-- Data for the task follows --

PR #103, opened 2022-01-07
Make `TFMath` adhere to signatures on `MathInterface`

sduquemesa:
**Context:**
All backends must implement and adhere to signatures on `MathInterface`

Modifies the signature of methods on `TFmath` and some of `MathInterface` abstract methods so that both the tensorflow and torch backend adhere to `MathInterface`.

**Benefits:**
Consistent implementation of backends

### DIFF
--- a/mrmustard/math/math_interface.py
+++ b/mrmustard/math/math_interface.py
@@ -83,13 +83,14 @@ class MathInterface(ABC):
         ...
 
     @abstractmethod
-    def arange(self, start: int, limit: int = None, delta: int = 1) -> Tensor:
+    def arange(self, start: int, limit: int = None, delta: int = 1, dtype: Any = None) -> Tensor:
         r"""Returns an array of evenly spaced values within a given interval.
 
         Args:
             start (int): start of the interval
             limit (int): end of the interval
             delta (int): step size
+            dtype (type): dtype of the returned array
 
         Returns:
             array: array of evenly spaced values
@@ -225,8 +226,10 @@ class MathInterface(ABC):
         self,
         array: Tensor,
         filters: Tensor,
-        padding="VALID",
-        data_format="NWC",
+        strides: Optional[List[int]] = None,
+        padding = "VALID",
+        data_format =" NWC",
+        dilations: Optional[List[int]] = None,
     ) -> Tensor:  # TODO: remove strides and data_format?
         r"""Performs a convolution on array with filters.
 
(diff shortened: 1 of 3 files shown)


ziofil (changes requested):
until there is a reason to include extra arguments in our interface, probably better to remove them (I'm referring to the convolution). thank you for the rest of the changes!

mrmustard/math/math_interface.py
```diff
@@ -225,8 +226,10 @@ def convolution(
         self,
         array: Tensor,
         filters: Tensor,
+        strides: Optional[List[int]] = None,
```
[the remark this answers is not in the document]
sduquemesa: I realized both of the current backends (TF and Torch) use such arguments so I though it'd be better to add them to the interface. However, I agree with you: if those arguments are of no use then better no to expose them.

mrmustard/math/tensorflow.py
```diff
@@ -292,9 +294,8 @@ def zeros_like(self, array: tf.Tensor) -> tf.Tensor:
     # Special functions
     # ~~~~~~~~~~~~~~~~~
 
-    def DefaultEuclideanOptimizer(
-        self,
-    ) -> tf.keras.optimizers.Optimizer:  # TODO: a wrapper class is better?
+    @staticmethod
+    def DefaultEuclideanOptimizer() -> tf.keras.optimizers.Optimizer:  # TODO: a wrapper class is better?
```
thisac, line 298: (very minor) just to avoid >100 lines. 
```suggestion
    # TODO: is a wrapper class better?
    @staticmethod
    def DefaultEuclideanOptimizer() -> tf.keras.optimizers.Optimizer:
```

mrmustard/math/tensorflow.py
```diff
@@ -374,6 +375,7 @@ def eigh(tensor: tf.Tensor) -> Tensor:
         """Returns the eigenvalues and eigenvectors of a matrix."""
         return tf.linalg.eigh(tensor)
 
+    # pylint: disable=arguments-differ
```
thisac, line 378: (minor) would it perhaps be better to add the `rtol` and `atol` arguments to `MathInterface.sqrtm` (and also `TFMath.sqrtm`)?

thisac (approved):
Looks good to me! 👍

mrmustard/math/tensorflow.py
sduquemesa: I guess that, as Filippo mentioned before, no need to clutter the interface with extra args that not all backends will implement. For example, torch backend does not use the `rtol` and `atol` args.

sduquemesa:
If implementation and interface arguments differ, I wonder if having the docstrings in the interface is a good idea since every backend will have different arguments on the implementation -- and they should be properly documented.

thisac:
> If implementation and interface arguments differ, I wonder if having the docstrings in the interface is a good idea since every backend will have different arguments on the implementation -- and they should be properly documented.

Good point. If they differ significantly, I'd argue that they should be inherited from the same abstract base class in the first place. But I agree, that it's important to document them thoroughly.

-- Data for the task concluded --

# [Prompt]
Copy out each line of the data that includes the string "limit".

# [Answer space]
-    def arange(self, start: int, limit: int = None, delta: int = 1) -> Tensor:
+    def arange(self, start: int, limit: int = None, delta: int = 1, dtype: Any = None) -> Tensor:
             limit (int): end of the interval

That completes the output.